|Lately I’ve been approached by clients and potential clients about series LLCs, so I thought it would be worth blogging about. Basically, a series LLC is an LLC that may create one or more series, each generally having separate assets and liabilities, similar to having separate entities except without the expense and administrative burden of multiple entities.
Although most commonly used for investment funds, series LLCs could be useful for any type of business with multiple assets where it would be advantageous to keep the respective liabilities of those assets separate. Before organizing any investment or ownership structure through a series LLC, however, its practical uses and advantages should be understood and weighed against certain associated risks.
For starters, a series LLC allows for the operation within a single legal entity of multiple separate business activities, each with its own separate assets and liabilities and each having its assets protected from the creditors of the other activities. This in turn reduces expenses and administrative burdens as compared with the alternative of forming multiple LLCs. Because Series LLC state filing fees and annual taxes are either the same (e.g., Delaware) or slightly higher than those imposed on a regular LLC, a Series LLC with two or more series is generally much more cost-effective than forming and operating multiple LLCs and operating a parent-sub structure.
Further, under applicable securities laws, a Series LLC may be the sole registrant and may register interests in all the series of the Series LLC. This can reduce the costs and burdens of filing multiple registration statements.
In Delaware, a series LLC is formed the same way as a general LLC, by filing a certificate of formation, although no individual series need exist at the time of formation.[i] In Delaware, three requirements must be satisfied for the series LLC and each of its series to enjoy limited liability.
First, the certificate of formation must state that the LLC has or may form series, that the liabilities of each series will be enforceable against the assets of that series only and not against the assets of the series LLC generally or any other series and, unless otherwise provided in the LLC agreement, no liabilities of the series LLC generally or any other series will be enforceable against the assets of that series.
Second, the LLC agreement must provide for limitation on liability. That doesn’t mean that two or more series can’t share in certain assets or liabilities of the series LLC, but if there is any sharing, the LLC agreement should provide for how those assets and liabilities will be allocated among the different series of the Series LLC.
And third, separate records must be kept. Specifically, the records for any series must account for the assets of that series separately from the assets of the series LLC itself and any other series.
Similar to a regular LLC, series LLCs allow for a tremendous amount of management and ownership flexibility. Series LLCs may have managers, members and assets of a particular series that are different from the managers, members and assets of the Series LLC itself and the other individual series. Alternatively, you could have overlapping managers but different members and assets among the various series. Profits and losses of a particular series could be attributed just to the members of that series or to the series LLC. Although LLC agreements may provide for distribution provisions on a series-by-series basis, distributions by a particular series are typically limited under state law by the assets of that series. For example, Delaware law prohibits a series LLC from making distributions to members of a particular series if the liabilities of the series post-distribution would exceed the fair value of that series’ assets.
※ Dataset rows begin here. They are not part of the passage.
PR #813, opened 2023-01-26
Add braincode_EpLink and braincode_CP_NET datasets

emmetaobrien:
This PR replaces #807, adding two new braincode datasets, `braincode_EpLink` and `braincode_CP_NET`.

PR #814, opened 2023-01-26
correcting error in #813

emmetaobrien:
This PR corrects an error in #813  where the new datasets were added at the wrong level in the directory structure.


tkkuehn (approved):
Sorry I didn't catch this the first time, looks good

tkkuehn (commented):
Temporarily retracting my approval to look into what went wrong with the test

tkkuehn (approved):
Everything looks like it's in order now!

PR #818, opened 2023-01-31
Fix pre commit

tkkuehn:
## Description

The "pre-commit hooks" GitHub action fails because the flake8 pre-commit hook is misspecified. This fixes that issue and incorporates the results of `pre-commit run --all-files`, and a minor change to the json-ld annotator, making the exception raised slightly more specific to satisfy flake8.


emmetaobrien (approved):
Looks logical to me.

Issue #782, opened 2022-06-03
Minor format issue with validation of git configuration files.


emmetaobrien:
The style guidelines that our validation process currently uses in tests require an empty line at the end of each file.  This causes potential issues with `datalad` and `git-annex` related configuration files in our datasets, such as `.gitmodules` and `.git/config`.  The process of adding a new dataset via `datalad` concatenates a couple of new lines to the end of these files after the empty line, and this has the potential for causing problems with the underlying `git` commands reading that empty line as a premature EOF.  In the short term this is being addressed by manually editing the config files when new datasets are added, but it would be more efficient to exempt the relevant configuration files from this check.

emmetaobrien:
Reopening this to confirm that https://github.com/CONP-PCNO/conp-dataset/pull/819 appears to have fixed it, so that it doesn't just look closed because it expired.

PR #819, opened 2023-02-16
Allow missing newline at EOF for git config files

tkkuehn:
## Description

This is a first attempt at solving #782. The pre-commit config is the only place I could find that checks for a newline at EOF, and I couldn't find a mechanism for the pre-commit to apply to subdatasets, so I'm not really confident that this will have the intended effect for subdatasets.

I have verified that it works for the root dataset, and if someone could point me at an instance of this issue causing problems, I could double check that this will work in that case.

## Checklist

Mandatory files and elements:

Functional checks:

### DIFF
--- a/.pre-commit-config.yaml
+++ b/.pre-commit-config.yaml
@@ -10,6 +10,7 @@ repos:
       - id: check-yaml
       - id: debug-statements
       - id: end-of-file-fixer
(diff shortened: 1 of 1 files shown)


emmetaobrien (approved):
This looks like it should do exactly what we want.  Thank you.

PR #821, opened 2023-04-12
Update refseq_Mus_musculus dataset

emmetaobrien:
This pull request updates the `refseq_Mus_musculus` dataset for updates at the source.  It also adds a script for crawling the contents of `DATS.json` files in all CONP datasets and outputting them into a suitably reorganised `.csv` file to the `scripts` directory.


tkkuehn (approved):
Given what I know about DATS2csv (essentially it does what it's supposed to right now and isn't likely to be used again; it's just here for archival purposes), I haven't taken much of a look at it -- this otherwise looks fine to me.

PR #825, opened 2023-04-24
Add updated copy of Taowu dataset hosted at sftp.conp.ca

emmetaobrien:
This PR replaces the previous `Taowu` dataset, which had been giving download failures, with `Taowu_local`, the same content hosted on `sftp.conp.ca`.  It also adds an updated version of the crawling script `sftp-crawler.pl` to the `scripts` directory.

### DIFF
--- a/scripts/sftp-crawler.pl
+++ b/scripts/sftp-crawler.pl
@@ -52,5 +52,3 @@ while ($inline = <IN_LARGE>) {
 close IN_LARGE;
 
 exit();
-
-
--- a/scripts/sftp-crawler.pl
+++ b/scripts/sftp-crawler.pl
@@ -1,0 +1,56 @@
+#!/usr/bin/perl
+#
+#  sftp_crawler.pl - crawl a dataset on sftp-conp.acelab.ca
+#                    - EOB - Mar 03 2020 - reworked Apr 21 2022
+#
+# usage: sftp_crawler.pl $local_projectname $username $password $local_directory $remote_directory $inlist
+#
+#    see https://github.com/CONP-PCNO/conp-documentation/blob/master/Developers-Notes/CONP_VM_setups_and_maintenance/SFTP_community_server/CONP_data_upload_admin.md for details
+#
+#
+########################################
+
+# use lib '/home/eaobrien/perl5/lib/perl5/x86_64-linux-gnu-thread-multi';
+use Net::SFTP::Foreign;
+use Net::SFTP::Foreign::Attributes;
+use Net::SFTP::Foreign::Constants qw(:error :status);
+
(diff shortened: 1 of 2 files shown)


scripts/sftp-crawler.pl
```diff
@@ -0,0 +1,56 @@
...
+	}
+	else {
+		print "$local_file already exists\n";
+	}
+}
+close IN_LARGE;
+
+exit();
+
+
```
tkkuehn, line 56: Deleting these lines would fix the quality check failure.

tkkuehn (changes requested):
One comment on the script (which I otherwise didn't look at closely because I don't know much perl), and a couple of higher-level comments.

- https://github.com/conpdatasets/Taowu_local has no `git-annex` branch, so I can't `datalad get` any of the files.
- Why are we changing the subdataset name (which will change the ID, URL, etc. of the dataset on the portal) when the only real difference (as far as I know) is the URL of the files? Is there an advantage of this over updating the URLs at  https://github.com/conpdatasets/Taowu?

scripts/sftp-crawler.pl
emmetaobrien: These fixes are implemented in the most recent update.

tkkuehn (changes requested):
A couple more issues with the updated dataset:

- There seem to be two copies of each subject directory, one at the dataset root and one under the `taowu` subdirectory
- None of the annexed files seem to be accessible (doesn't look to me like the updated links made it to GitHub?): `git annex whereis` yields something like the following for each:
```
$ git annex whereis sub-control032057/anat/sub-control032057_T1w.nii.gz 
whereis sub-control032057/anat/sub-control032057_T1w.nii.gz (2 copies) 
  	428e1164-7df4-4c00-9757-4baa66a357f6 -- mohanad@mohanad-Aspire-TC-885:~/Desktop/taowu
   	bb7f3e7c-aaaa-40e9-a1b9-35093edd9dcb -- taowu-osf-annex-storage

```

emmetaobrien:
That looks weird in ways that make no sense with what I was seeing yesterday, I am going to recrawl the dataset, test again, and resubmit probably in a couple of hours.

emmetaobrien:
I have removed the copy of the links that did not fit with the original structure of the dataset as submitted, and explicitly submitting a PR on the `git-annex` branch in addition to the `master` branch when transferring my updated version of the Taowu dataset from my own github to `conpdatasets` seems to have fixed access to the annexed files; that last is not something I can recall needing to do separately before.

tkkuehn (approved):
This looks good to me now and works on my machine, so I'll go ahead and merge it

Anyone considering the use of a series LLC should also consider certain risks. Series LLCs are relatively novel and there just hasn’t been enough case law generated to test certain features and provide reliable guidance. Series LLCs aren’t recognized in every state, so there’s a risk that a series wouldn’t be recognized in a particular state and that creditors of one series may be allowed to reach the assets of another series in that state. Series LLCs are not addressed by Federal and most states’ tax laws, so there’s some uncertainty surrounding the tax treatment of series LLCs. Finally, series LLCs are relatively untested in the context of bankruptcy, and it’s unclear if a series may file for bankruptcy as to its assets and liabilities separate from those of other series in the group or the series LLC itself.
[i] Delaware amended its series LLC law in August 2018 to provide for a second version of a series LLC called a “Registered Series”, which has essentially the same characteristics as a series LLC as well as others that could be helpful in secured lending transactions where a series is a borrower, except that a “certificate of registered series” must be filed with the Secretary of State in order to form a registered series of a Series LLC.